But history warns us: corruption follows a Whac-a-Mole dynamic—until it hits a tipping point. 

IX. Historical Parallels: When Economics Ignite Revolutions 

Two EDSA uprisings were preceded by financial-economic upheavals:

1983 Philippine debt crisis 1986 EDSA I

1997 Asian crisis 2000 EDSA II 

The lesson is stark: Economic distress breeds political crisis. Or vice versa. 

X. The Strawman of Fiscal Stability and Revenue Realities 

The fiscal health of the Philippine government has been splattered with piecemeal evidence of the flood control scandal’s impact on the political economy. 

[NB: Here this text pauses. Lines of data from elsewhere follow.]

PR #2809, opened 2024-10-16
feat: persistent store impl using `willow_store` and `redb`

matheus23:
At the moment, this replaces the memory store in `willow` with the tree in `willow-store` + its `MemStore`.

Next steps:
- [x] Clean up
  - [x] Move `willow-store`/`willow-rs` glue into one sane place:
    - [x] conversions: `BlobSeq` <-> `Path`, `AuthorisedEntry` <-> `StoredAuthorizedEntry`, `QueryRange3d` <-> `Range3d`
    - [x] definitions: `StoredAuthorizedEntry`, `WillowParams`
  - [x] Fix spelling (Authori**s**ed vs. Authori**z**ed is inconsitent at the moment)
  - [x] Make use of `NamespaceStore` again
- [x] Create a store based on `willow_store::RedbBlobStore` instead (this way it's persistent)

Authorities may headline that Tax Revenues Sustain Growth; Budget Deficit Well-Managed and On Track with Full-Year Target—but this is a strawman, built on selective perception masking structural deterioration. 

In reality, August 2025 revenues fell -8.8%. The Bureau of Internal Revenue’s (BIR) growth slowed to 5.04%, barely above July’s 4.8%, and far below 11.5% in August 2024. Bureau of Customs (BoC) collections slipped from +6% in July to -1.4% in August, versus +4.7% a year ago. Non-tax revenues collapsed -67.8%, deepening from July’s -9.7%, in stark contrast to the +281.6% surge a year earlier.


Figure 3

For January–August, revenue growth has decelerated sharply from 15.9% in 2024 to just 3.1% in 2025. BIR collections slowed to 11.44% (from 12.6%) and BoC to 1.14% (from 5.67%). Non-tax revenues plunged -31.41%, against +58.9% a year earlier. (Figure 3, topmost diagram)

XI. Expenditure Retrenchment and the Infrastructure Dependency Trap 

Meanwhile, August expenditures fell -0.74% YoY, with National Government disbursement contracting 11.8% for the second straight month. It shrank by 11.4% in July. 

Eight-month expenditures slowed from 11.32% in 2024 to 7.15% in 2025, driven by a sharp decline in NG spending from 10.6% to 3.98%. (Figure 3, middle and lowest graphs) 

Infrastructure spending dropped 25% in July, per BusinessWorld. The deeper August slump reflects political pressure restraining disbursements—pulling down the eight-month deficit. 

Though nominal revenues and expenditures hit record highs, the 2025 eight-month deficit of Php 784 billion is the second widest since the pandemic-era Php 837.25 billion in 2021 Ironically, today’s deficit remains at pandemic-recession levels even without a recession—yet. 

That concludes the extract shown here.